In this activity, students will learn a thinking strategy that they can use to explore options and find new solutions. Students will practice using the thinking strategy by developing practical and powerful actions in their own community to address climate change. Designed to nurture aspects of the curricular competency of applying and innovating, this activity can be easily applied to other examples and problem solving situations.


What you'll need

  • “Exploring options” worksheet
  • “Assessing my ability to explore options and find new solutions” rubric

  1. Begin the activity by inviting your students to think about how they solve problems. Ask students to think about a problem they have experienced in their everyday life. Perhaps they had an argument with a friend or had trouble with a homework assignment. How did they approach solving the problem? Invite students to share what worked and didn’t work for them.
  2. Explain to your students that they will be learning a thinking strategy to help them consider a range of options before identifying a solution. They will be using the thinking strategy to help them develop practical and powerful actions that they can take in their own community to address climate change. Share with students that practical and powerful actions:
  • Are easy to implement 
  • Are cost and time effective to carry out 
  • Have a strong and positive impact
  1. Organize students into groups and provide each student with a copy of the “Exploring options” worksheet. Instruct students that they will first consider actions that have already been done (Part 1 of the worksheet). Ask groups to think of actions that they already know of and work through the 5W questions. What actions have already been tried at home, in school, or in the community to address climate change? What can you learn from this? Encourage groups to share their actions with the class. 
  2. Ask groups to now consider what new actions they can think of by working through the 5W questions in Part 2 of the worksheet. What new actions could be tried at home, in school, or in the community? Remind students to check that their actions are practical and powerful and refine as needed. Invite groups to share their new actions with the class.
  3. Conclude the activity by asking students to suggest how they could make use of the thinking strategy in other contexts.

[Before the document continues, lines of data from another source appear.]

PR #278, opened 2016-02-01
Updated Branding to not include Innovation Challenge

bcbrennecke:
Updated about page branding (Deleted the term innovation challenge)
Updated favicon to be lightbulb. (I can't get this out of my browser's cache, but the file is def updated)
Changed top 5 ideas to be top 10 ideas.
Changed 'Top Ideas to Trending Ideas
Review this easy commit!

- [ ] 1st Reviewer

- [ ] 2nd Reviewer

@Mctalian @YashdalfTheGray @alanlgirard @monotkate @LongArmMcGee


bcbrennecke:
Someone let me know if their browser will load the favicon.ico.  Mine now just has a white box, but the file is correct.  I think its a caching thing on my end.

Mctalian:
Everything looks good but I don't think the favicon is correct.

Mctalian:
I think you need to use a tool like this: http://www.favicon-generator.org/

I've never actually been able to get favicons working if I tried to create them myself.

Also, you might as well also change the logo in README.md :stuck_out_tongue_closed_eyes:

bcbrennecke:
Okay @Mctalian I generated a new favicon with a transparent background, it totally works on my stuff now.  Also the readme picture will update when this merges in.  It pulls from the same image as the about page

src/about/about.tpl.html
```diff
@@ -1,5 +1,5 @@
 <div layout="column" layout-align="space-between center" ng-controller="AboutCtrl as about">
-    <img src="assets/InnovationChallengeLogo.png" width="30%" height="30%" class="img-padding">
+    <img src="assets/InnovationChallengeLogo.png" width="800px" height="475px" class="img-padding">
```
alanlgirard: Setting this to a default width and height probably isn't the best solution.  It will cause the lightbulb to appear really large on mobile as seen below

image

Mctalian:
Favicon works. I agree with Alan, fix that and you have my approval.

bcbrennecke:
Took a bit to figure it out, but it now resizes with the width of the screen.
image
image

bcbrennecke:
I'm going to call this good and merge since that was the only problem.

Mctalian:
Man, you gotta adhere to the checkboxes!

Mctalian:
I approve, even though it's too late!

bcbrennecke:
Y'all said you approve except this one thing!  Soo I merged!  Conditional approval is still approval!

Mctalian:
Seriously though, that's the point of the checks. Sometimes I take an initial pass, put some comments down and take a second pass later. Future PRs should wait for checks, unless you merge a PR and a bug is found immediately, then you should fix that- or similar exceptions.

bcbrennecke:
That's fair.  Will do

PR #285, opened 2016-02-03
Fix Idea Title in IE

alanlgirard:
The idea title was not displaying properly in IE as can be seen on production right now.  Just removed an unused flex.  Also added in a `margin: 0px` so that the the spacing is the same in Chrome and IE.

@Mctalian @monotkate @YashdalfTheGray @bcbrennecke 

- [x] - Reviewer 1
- [x] - Reviewer 2

### DIFF
--- a/src/assets/app.css
+++ b/src/assets/app.css
@@ -81,6 +81,7 @@ img.grayscale:hover {
 }
 
 h1.no-margins {
+    margin: 0px;
     margin-block-end: 0;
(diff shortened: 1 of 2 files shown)


monotkate:
meant to fix that, didn't see it breaking though.  Didn't check IE, my bad.  Thanks for the fix @alanlgirard

Mctalian:
Approved

PR #287, opened 2016-02-03
Disable events

### LINKED ISSUE #277: Hide Events
For now it looks like we do not want user's to tag events themselves.  Holly is on board with the idea of allowing engineers to work on things outside of Logix.

Mctalian:
This is kinda temporary since there's a bug and we need to discuss how events are going to be utilized in the future.

Closes #277 

@YashdalfTheGray, @davethenipper, @alanlgirard 

Reviewers
- [x] First
- [x] Second

### DIFF
--- a/server/routes.js
+++ b/server/routes.js
@@ -58,7 +58,7 @@ module.exports = function(app, db) {
             req.body.title,
             req.body.description,
             new ObjectId(req.body.authorId),
-            new ObjectId(req.body.eventId),
+            req.body.eventId,
             req.body.tags,
             req.body.rolesreq
         ).then(function(doc) {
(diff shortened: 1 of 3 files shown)


alanlgirard:
Approved.  We should log an issue to revisit the events so we don't forget about it.

bcbrennecke:
Approve.

Mctalian:
@alanlgirard #288 Created

LongArmMcGee:
My opinion on the matter: events are a useful tool to organize ideas according to real world activities. If a specific group doesn't want to use them that's fine. That doesn't mean someone else won't.

Mctalian:
Please see the new issue with discussion around events. Right now there is
a bug with events due to a change that was pushed so this is a temporary
disabling until we get a better idea of how to handle events. It's probably
like #288 or #289 or something.

PR #291, opened 2016-02-04
Navigating to a non-existent idea behaves appropriately.

Mctalian:
This used to work, but the back-end changes broke this.

When navigating to an idea that doesn't exist (someone deleted it and you're following a link to the deleted idea), it was supposed to reroute you back to the home state and toast you with "Sorry, that idea doesn't exist" or something to that effect.

What it was doing was just displaying a blank idea page. Now it's fixed.

Reviewers: 
- [x] @bcbrennecke (or other)
- [x] @alanlgirard (or other)

### DIFF
--- a/gulpfile.js
+++ b/gulpfile.js
@@ -139,6 +139,7 @@ gulp.task('start:dev', ['test:client', 'inject', 'generate:data'], function() {
         script: 'server/server.js',
         env: { 'NODE_ENV': 'development' },
         'ignore': [
+            'coverage/*',
             'server/datastore/*',
             'src/*'
         ]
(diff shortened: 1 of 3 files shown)


bcbrennecke:
Convenient!

YashdalfTheGray:
I have fixed this in the past. Something else broke this. Specifically
remember fixing deleting ideas after @Mctalian pointed it out.

Yash Kulshrestha
yash.kulshrestha@gmail.com
(614)563-1163

Mctalian:
That was slightly different. That was SSE related, this is just a bogus ID.

We now return 404 and IDEA_NOT_FOUND instead of 200, so the logic needed to
be moved to the error handler since it's not a 2xx HTTP status.

YashdalfTheGray:
Approved.

alanlgirard:
Approved

PR #51, opened 2015-09-15
Update firewall.rst

MarkSHarrison:
Local Firewall UDP ports should read 22025 and 22026. This has been confirmed across several of my local installs.
Adjö

### DIFF
--- a/users/firewall.rst
+++ b/users/firewall.rst
@@ -30,8 +30,8 @@ incoming traffic:
 
 -  Port **22000/TCP** (or the actual listening port if you have changed
    the *Sync Protocol Listen Address* setting.)
--  Port **21025/UDP** (for discovery broadcasts on IPv4)
--  Port **21026/UDP** (for discovery multicasts on IPv6)
+-  Port **22025/UDP** (for discovery broadcasts on IPv4)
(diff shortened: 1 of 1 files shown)


AudriusButkevicius:
https://github.com/syncthing/syncthing/blob/v0.11.25/lib/config/config.go#L219 says otherwise

MarkSHarrison:
I see what you are saying, but then why is the "Global Discovery Server" property under the GUI Settings set to "udp4://announce.syncthing.net:22026, udp6://announce-v6.syncthing.net:22026"? All my syncs stopped when I only opened UDP 21025 and 21026 ports on my install local software firewalls? Once I modified the firewall rule to allow UDP 22025 and 22026 everything worked like a champ.

MarkSHarrison:
After looking at my edge firewall, it seems that UDP:22026 outbound was being blocked. Hence Syncthing installs could not talk to the Global Discovery Server. It seems that the firewall documentation should state that outbound UDP:22026 needs to be opened if outbound traffic is being restricted on a firewall.

AudriusButkevicius:
True, we can add that. Mind ammending your PR or making a new one?

calmh:
(added)

PR #57, opened 2015-09-23
Move dead or dying projects to the bottom.

calmh:
These are things not updated in the last six months and which don't look
like they are still viable. I don't want to kill them outright, but I
don't want to point users to them either. Other opinions?

### DIFF
--- a/users/contrib.rst
+++ b/users/contrib.rst
@@ -17,27 +17,16 @@ Cross-platform
 
 -  https://github.com/syncthing/syncthing-gtk
 -  https://github.com/sieren/QSyncthingTray
--  https://github.com/alex2108/syncthing-tray (Tray icon only)
 
 Android
 ~~~~~~~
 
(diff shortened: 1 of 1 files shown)


users/contrib.rst
```diff
@@ -88,33 +76,11 @@ Docker
...
-   packages coming)
-
--  https://copr.fedoraproject.org/coprs/tune2fs/syncthing/ (RPMs, based
-   on https://github.com/thunderbirdtr/syncthing\_rpm)
 
 Gentoo
 ~~~~~~
 
-Syncthing is available from the [timboudreau overlay](http://github.com/timboudreau/gentoo), or from [fearedbliss's overlay](https://github.com/fearedbliss/bliss-overlay). These overlays contain the ebuild for building syncthing from source,
-installing it, and setting it up as a service that runs on startup.
```
calmh: Gentoo users will have to know how to handle their OS, I don't want a tutorial in here.

PR #62, opened 2015-10-11
Clarify things which confused me my first time trying to set up autostart

terrycloth:
I haven't worked much with reStructuredText before, so hopefully I didn't mess up the markup.

A couple things I was unsure about:

The systemd section of the Autostart article is quite a bit longer than the other sections, partly because it includes extra subsections about things like how to handle the Ignore Permissions option in the Syncthing client's folder settings. Do the other methods of setting up autostart on Linux not need special configs related to umask permissions?

Also, I wonder about the references to file paths in this article, or elsewhere in the documentation. It seems that, as there get to be more ways of installing Syncthing from the distributions' package managers, that there will be some variation

Other than that, I try to explain/justify my changes in the commit message.

### DIFF
--- a/users/autostart.rst
+++ b/users/autostart.rst
@@ -138,21 +138,20 @@ access the GUI type 127.0.0.1:8384 (by default) into Safari.
 Linux
 -----
 
-Ubuntu like systems
-~~~~~~~~~~~~~~~~~~~
+On Ubuntu-like systems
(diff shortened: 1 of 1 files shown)


rumpelsepp:
Since I have created that mess with systemd, I will review it within the next few days. :)

rumpelsepp:
:+1:

PR #64, opened 2015-10-19
Add information about syncing config files safely

burkemw3:
A first pass at docs for me. Writing clearly about a distributed system is hard! Comments welcome!

### DIFF
--- a/users/config.rst
+++ b/users/config.rst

Modify or extend this activity


  • Provide options for students to work on the worksheets either independently, in pairs, or in small groups.
  • Provide a scribe and/or extra time with respect to the worksheets, for those students who need it.


Invite students to carry out the new actions that they have developed. What was the result of their actions? 

Curriculum Fit

Grade 7, 8 Science


  • Evidence of climate change over geologic time and recent impacts of humans (Grade 7)

Curricular competencies

Applying and innovating
  • Contribute to care for self, others, community and world through personal and collaborative approaches  
  • Generate and introduce new or refined ideas when problem solving 
  • Transfer and apply learning to new situations 


Throughout the activity consider how well students:

  • Work collaboratively during groups discussions
  • Use criteria to guide their thinking
  • Use sources of information and prior knowledge to make meaning
  • Transfer and apply learning to new situations

Guide students in using the “Assessing my ability to explore options and find new solutions” rubric during the activity.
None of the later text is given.